# Sprungmarken in AWL ?



## noeppkes (20 September 2007)

Hallo,

sobald ma viele Sprungmarken in einem Programmablauf hat, finde ich, wird es sehr unübersichtlich.
Gibt es eine Möglichkeit auf Sprungmarken zu verzcihten.
Hier ein Beispiel in AWL:

      U     "FP_Tast_Roll_Kueche_Ab"
      SPBN  W1

      SET   
      R     "Roll_Kueche_abgebrochen"
      L     0
      T     "ergebnis RollEssKuAuf"
      L     1                           // 1 in Akku-1
      L     "C_ Roll_Kueche_Auf"        // Relais-Counter in Akku-2
      >I                                // Akku-1 > Akku-2
      SPBN  W3                          // Ja, dann auf W8
// Rolladenzeit in den Counter laden
      L     "Zeit_Roll_Auf"             // Lade 1600 * 20msec. = 32 Sekunden
      T     "C_ Roll_Kueche_Auf"        // In den Relais-Counter schieben
// Gegenseitig verriegeln
      L     0                           // Lade 0
      T     "C_ Roll_Kueche_Ab"         // In den Relais-Counter schieben
WT1:  U     "M_Roll_Kueche_Ab"
      SPBN  W2

in der Programmiersprache C würde das wesentlich einfacher aussehen, da man dort keine Sprungmarken benötigt, sondern mit geschweiften Klammern arbeitet.
      U     "FP_Tast_Roll_Kueche_Ab"
      SPBN  W1

      SET   
      R     "Roll_Kueche_abgebrochen"
z.B.
if (!FP_Tast_Roll_Kueche_Ab)
{
  ...
}
else
{
  ...
}
usw.

Somit lassen sich auch ganze Programmteile, die eignetlich identisch sind (etwas andere Merker etc) einfach kopieren und die Merker austauschen.
Hingegen bei Sprungmarken muss ich auch noch diese neu vergeben.
Da macht man schnell einen Fehler 

noeppkes ...


----------



## Ralle (20 September 2007)

In AWL läßt sich das kaum umgehen, man muß ordentlich strukturieren und Kommentare einfügen, auch mal ne Leerzeile lassen!

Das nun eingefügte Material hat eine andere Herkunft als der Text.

PR #9757, opened 2018-02-09
Popper: Fix memory leak on route change (#7715)

### LINKED ISSUE #7715: [Bug Report] Memory leak on route change with a visible tooltip
### Element UI version
1.4.8

### OS/Browsers version
Mac OS X 10.11.6 / Chrome 61.0.3163.100 (Official Build) (64-bit)

### Vue version
2.5.2

### Reproduction Link
[https://jsfiddle.net/kydfpodc/1/show/](https://jsfiddle.net/kydfpodc/1/show/)

### Steps to reproduce
- Click on "go to Foo" to load the table initially
- Decrease viewport width until the address column in the table has ellipsis, and shows tooltips on hover
- Click on one of the rows in the address column while the tooltip is visible to be redirected to "Bar"
- Click on "go to Foo" to view the table again

### What is Expected?
Node count after step 4 to be the same as the node count after step 1.

Steadily increasing node count as the detached tables remain in memory due to references held in tooltips.

image

image

syn-zeta:
#### Fixes #7715 by addressing the two following issues:
- When the route changed on click, the `doDestroy` method of vue-popper was returning right away without actually destroying the popper due to `showPopper` being true. `forceDestroy` parameter is added to handle this case. An alternative fix could be to set `showPopper` to `false` in `beforeDestroy` before calling `doDestroy`, but the parameter approach was chosen as it can be reused.
- After the above fix, the `destroy` method of popper.js was being successfully called, which in turn called `_removeEventListeners`. The `target` that this method was removing the `scroll` event listener from was not the same element to which the listener was added (this is due to `getScrollParent` not being able to find the correct element as some of the top level nodes had already been destroyed). This caused the event listener (bound to `this`) to leak, and consequently the whole associated DOM and VDOM tree. The fix is to replace the logic to find the target in `_removeEventListeners` and use the stored target to remove the listener from.

### DIFF
--- a/src/utils/popper.js
+++ b/src/utils/popper.js
@@ -240,7 +240,6 @@
         if (typeof this.state.updateCallback === 'function') {
             this.state.updateCallback(data);
         }
-
     };
 
     /**
@@ -438,7 +437,6 @@
         popperOffsets.width   = popperRect.width;
         popperOffsets.height  = popperRect.height;
 
-
         return {
             popper: popperOffsets,
             reference: referenceOffsets
@@ -464,6 +462,7 @@
                 target = root;
             }
             target.addEventListener('scroll', this.state.updateBound);
+            this.state.scrollTarget = target;
         }
     };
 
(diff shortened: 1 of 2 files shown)


syn-zeta:
#### Second issue:
popper_out

#### With the fix:
fix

Versuchs mal mit SCL, das wäre für dich dann eher etwas.


----------



## vierlagig (20 September 2007)

ST - Strukturierter Text - ist das was du suchst ...mit awl wird das nix, also nicht so wie du es dir wünschst..

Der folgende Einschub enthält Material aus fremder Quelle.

PR #9863, opened 2018-02-23
[Table]: Add information under table header about how many rows were selected as well as provide options for bulk actions

smilee:
Please review and let me know what you think!
Oh and please fix any problems that may arise with responsive layouts. Thank you! 🙇‍♀️


smilee:
I am working on a better solution.

PR #196, opened 2017-09-21
Remove Kibana dashboard from Readme.

simitt:
* Put Kibana description completely in asciidoc file.
* Add missing float.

heißt, wie ralle bemerkte bei siemens SCL


----------



## zotos (20 September 2007)

Ja ST/SCL wird Dir mehr Spaß machen.

Aber wenn es darum geht das Du eh viel mit Copy/Paste Programmierst. Würde es auch schon viel Bringen das ganz mit klaren Schnittstellen in FCs und FBs zu verpacken anstatt mit Merkern sich die Finger wund zu tippen.


----------



## noeppkes (20 September 2007)

*Danke*

Vielen Dank für euere Vorschläge.
Ich probiere dann mal bei Gelegenheit SCL.
Aber das von Zotos habe ich nicht ganz verstanden.
Wie habe ich das zu verstehen mit mehreren FC/FB's.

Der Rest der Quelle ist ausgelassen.